You should never try to automate something before that something is already working. You can't optimize something that doesn't exist. It's the equivalent of scaling a company before you even have a product, let alone product-market fit.
I completely agree with you, I'm just surprised how often I see people try to do this. As someone with lots of experience in advanced robotics, people ask for my advice on automating things quite a bit. I always tell them they're approaching the problem wrong, and they never listen until it's too late and usually (because it's often a startup) the company just outright fails.
You are not the first company in the world to try to automate <insert blank>, it just turns out it's roughly 2 orders of magnitude harder than you think it is. No, I will not build a production ready system that involves an unsolved robotics problem with a ~$100k budget.
“The first rule of any technology used in a business is that automation applied to an efficient operation will magnify the efficiency. The second is that automation applied to an inefficient operation will magnify the inefficiency.” - Bill Gates.
He didn't have a third rule that says "If there's no process, automating a new will expose your hubris" but it's implicit.
Elon just claimed that designing a rocket manufacturing process is 10X as difficult as designing a rocket, and that designing a car's manufacturing line is 100X as difficult as designing the car. I'm fairly certain he didn't believe that 10 years ago. :)
That's FUD BS. You don't produce nearly a quarter of a million cars if your production line "barely works". The truth is that they're now routinely exceeding a thousand Model 3 cars per day.
they have a history of manufacturing problems, do they not? they may not be having them at this very moment, but it is well documented and discussed that they have had issues. i think when you're building cars in a makeshift, outdoor assembly line just a year ago, you can't say that you have everything together. maybe they've hit their numbers, but their manufacturing process hasn't been elegant. is this incorrect? and this is a personal opinion, i think founded in some objective reality, but i don't believe teslas to be well-manufactured or designed from a non-owner's perspective. i have sat in them and ridden in one, and it just is not an impressive design and fit and finish to me compared to more entrenched car companies. this is both a design and manufacturing issue, from my understanding.

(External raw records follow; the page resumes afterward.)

PR #2230, opened 2026-04-07
fix(postgrest): serialize bigint values in rpc() request body

### LINKED ISSUE #2117: support bigint parameters
### Description

When doing rpc calls with number parameters, `bigint` values need to be stringified, so you'd write `{amount: bigintAmount.toString()}`.

This is unintuitive, and the types also don't allow this.

### Suggested solution

Do the JSON.stringify with a visitor that converts bigint to string, and change the generated type for number values to `numbe | bigint`

### Alternative

keep the status quo

### Additional context

_No response_

### Validations

Vansh1811:
### What changed?

Added a `bigint` serialization replacer to `JSON.stringify` in `PostgrestBuilder.ts`. When the request body is serialized, any `bigint` value is now converted to its string representation instead of throwing a `TypeError`.

**One-line change:**
```diff
- body: JSON.stringify(this.body),
+ body: JSON.stringify(this.body, (_, v) => typeof v === 'bigint' ? v.toString() : v),
```

JavaScript's `JSON.stringify` does not natively support `bigint` values and throws:
```
TypeError: Do not know how to serialize a BigInt
```

This means any user calling `rpc()` with a `bigint` argument (e.g., for `int8` / `bigint` Postgres columns) had to manually call `.toString()` on every bigint value:
```ts
// Before (broken):
await supabase.rpc('my_func', { amount: 9007199254740993n }) // throws TypeError

// Workaround users needed:
await supabase.rpc('my_func', { amount: 9007199254740993n.toString() })

// After (works transparently):
await supabase.rpc('my_func', { amount: 9007199254740993n }) // works!
```

This approach is consistent with how many serialization libraries handle `bigint` and avoids a breaking change — `bigint` → string conversion matches what PostgREST expects for `int8` parameters anyway.

Closes #2117

### DIFF
--- a/packages/core/postgrest-js/src/PostgrestBuilder.ts
+++ b/packages/core/postgrest-js/src/PostgrestBuilder.ts
@@ -248,7 +248,7 @@ export default abstract class PostgrestBuilder<
           res = await _fetch(this.url.toString(), {
             method: this.method,
             headers: requestHeaders,
-            body: JSON.stringify(this.body),
+            body: JSON.stringify(this.body, (_, v) => typeof v === 'bigint' ? v.toString() : v),
             signal: this.signal,
           })
         } catch (fetchError: any) {


mandarini (changes requested):
Hi @Vansh1811, thank you so much for contributing to Supabase! 💚 

This is a real, well-reported issue (#2117) and the core approach is correct, converting `bigint` to string is the standard workaround for `JSON.stringify`'s limitation, and Postgres will coerce a JSON string to `int8` just fine inside `json_to_record`.

Before we can merge this, we need at least one test. There's an `rpc.test.ts` in `packages/core/postgrest-js/test/` that would be the right place for this. At minimum, a unit test that mocks fetch and asserts the serialized body contains the string representation of the bigint. Ideally, an integration test against an actual Postgres function with an `int8` parameter -- you can add the function to `test/supabase/migrations/00000000000000_schema.sql`.

There's also one edge case worth thinking through: if a user passes a bigint value inside a `jsonb` parameter (e.g., `{ payload: { id: 9999n } }` for an RPC that takes a `jsonb`), the bigint becomes a JSON string rather than a JSON number. That may or may not be the right behavior, but it should be either tested or called out in a comment so the tradeoff is explicit.

Could you add the tests and take a look at the `jsonb` case? Happy to help if you have questions about the test setup.

Thank you so much for contributing to Supabase, it's exactly this kind of fix that makes the SDK more reliable for real-world use cases.

7ttp:
> Hi @Vansh1811, thank you so much for contributing to Supabase! 💚
> 
> This is a real, well-reported issue (#2117) and the core approach is correct, converting `bigint` to string is the standard workaround for `JSON.stringify`'s limitation, and Postgres will coerce a JSON string to `int8` just fine inside `json_to_record`.
> 
> Before we can merge this, we need at least one test. There's an `rpc.test.ts` in `packages/core/postgrest-js/test/` that would be the right place for this. At minimum, a unit test that mocks fetch and asserts the serialized body contains the string representation of the bigint. Ideally, an integration test against an actual Postgres function with an `int8` parameter -- you can add the function to `test/supabase/migrations/00000000000000_schema.sql`.
> 
> There's also one edge case worth thinking through: if a user passes a bigint value inside a `jsonb` parameter (e.g., `{ payload: { id: 9999n } }` for an RPC that takes a `jsonb`), the bigint becomes a JSON string rather than a JSON number. That may or may not be the right behavior, but it should be either tested or called out in a comment so the tradeoff is explicit.
> 
> Could you add the tests and take a look at the `jsonb` case? Happy to help if you have questions about the test setup.
> 
> Thank you so much for contributing to Supabase, it's exactly this kind of fix that makes the SDK more reliable for real-world use cases.

ah, noticed this has been also waiting for a bit now ~(7-10d)
would it be fine if I open a new PR to address these suggestions 
while also giving credit to the OP there? :) 💚 @mandarini

mandarini:
sure @7ttp go ahead!

7ttp:
> sure @7ttp go ahead!

here you go: 
- https://github.com/supabase/supabase-js/pull/2245

mandarini:
Closing in favor of https://github.com/supabase/supabase-js/pull/2245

the point of my comment, which i thought was clear, was a counter to the continual tesla hype in that "can't wait until tesla addresses <this> problem" as if they've conquered all problems that have come before. toyota has it together and has a significant amount of r&d that goes into their advanced assembly lines. it's a bit laughable to think of tesla suddenly taking them on in automation given their historical troubles. or am i wrong?
also, those numbers are fine, but tesla isn't even the largest electric car manufacturer in the world, by sales numbers. and they don't approach traditional car makers. for example, kia sells around 600,000 cars in a single year, and that is including say three times as many models as tesla has available. tesla isn't some manufacturing darling story as far as i can tell. they have no ability to yearly iterate like other car companies. or do they? how do they update their models?
i think the point remains: it is flippant to suggest they can just suddenly innovate on an automated line.
i think they must be referring to tesla factory fires happening in fall of 2018, which is easily searchable (how i found it). apparently there were reports of frequent fires before a big one.
> "After pulling a few strings to get into the Takaoka plant, you will see the Gordian knot become untied."
Um... the Gordian knot was not untied, but rather cut by a sword. It's supposed to be a bold, out-of-the-box solution to a seemingly impossible problem. I don't know if the author of the article chose the wrong word on purpose.